## What to do:
Nothing outside the range below should be printed. Output exactly the lines from the line with "- motor error (0x03)" to the line with "### Mapping root to endpoint", both included.

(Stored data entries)
PR #2726, opened 2021-05-28
feat(config): define partial parameters for Fibaro FGT001, add additional parameters for MH9 CO2

kvaster:
This is my first PR and it is considered as draft for now.

## Changes:
* Partial parameters for fgt001 according to manuals and tested them on my own devices.
* Additional parameters for mcohome mh9-co2 sensors.

### Associations and notifications

It seems that I don't completely understand how associations works in zwavejs or I don't undestand how they are shown in zwavejs2mqtt. fgt001 have only one association group (lifeline) and I've added associations merge for all endpoints, but I'm not sure if I'm doing this right, cause nothing changed in zwavejs2mqtt panel.

As I understand (am I right?) associations are related to 'notification' section in zwavejs2mqtt. And I can see following for fgt001 devices:

- [5-113-1-Power Management-unknown] Power Management (property) - editable field with value 254
- [5-113-1-System-unknown] System (property) - editable field with value 254
- [5-113-1-Power Management-Battery load status] Battery load status - r/o field with value undefined
- [5-113-1-Power Management-Battery level status] Battery level status - r/o field with value undefined
- [5-113-1-System-Hardware status] Hardware status - r/o field with value undefined
- [5-113-2-Power Management-Battery maintenance status] Battery maintenance status - r/o field with value undefined
- [5-113-2-Power Management-unknown] Power Management (property) - editable field with value 254 AND (!) this field is not available after first interview - it will appear only after clicking 'refresh' button in zwavejs2mqtt.

I think that it is expected to have editable association groups with single or multiple subscribers inside....

Also fgt001 manual have following specs for notification events:

For endpoint 1:
- power management, events:
  - charge battery soon (0x0e)
  - charge battery now (0x0f)
  - battery is charging (0x0c)
  - battery is full charged (0x0d)
- system, events:
  - system hardware failure, event parameters:
    - external sensor remove (0x02)
    - motor error (0x03)
    - calibration error (0x04)

For endpoint 2:
- power management, events:
  - replace battery soon (0x0a)
  - replace battery now (0x0b)

And I can't correlate all values in notification view with this information...

### Mapping root to endpoint

We've already discussed this in 'question' issue. This devices duplicates root (single channel) in endpoint 1. I just checked open-zwave code and they have option in device description to map root to endpoint. For now I've added command class remove for root channel for battery class, cause it was duplicated in panel.

### MH9-CO2

This is simple. I have 5 such devices and two of them recognized as '-WA' and others as '-WD' devices. Generally all of them are '-WA' devices, cause difference between '-WA' and '-WD' is only in power supply (12V vs 220V) according to mcohom site. Real difference is in device hw revision. One ('-WA' in zwavejs) is zwave plus with additional features/parameters and second one is older without 'plus'.

### Basic command class

Don't know how to deal with this right now. For fgt001 current value is always undefined, for mh9 current value have 'some' integer value... maybe it is related to 'air quality', but I'm not able to correlate unfortunatelly.... Also I can see writeable target value for both....

### Endpoints

It seems that open-zwave have configurable endpoint names - maybe it's good idea for zwavejs also ? :)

## Exercise answer:
    - motor error (0x03)
    - calibration error (0x04)

For endpoint 2:
- power management, events:
  - replace battery soon (0x0a)
  - replace battery now (0x0b)

And I can't correlate all values in notification view with this information...

### Mapping root to endpoint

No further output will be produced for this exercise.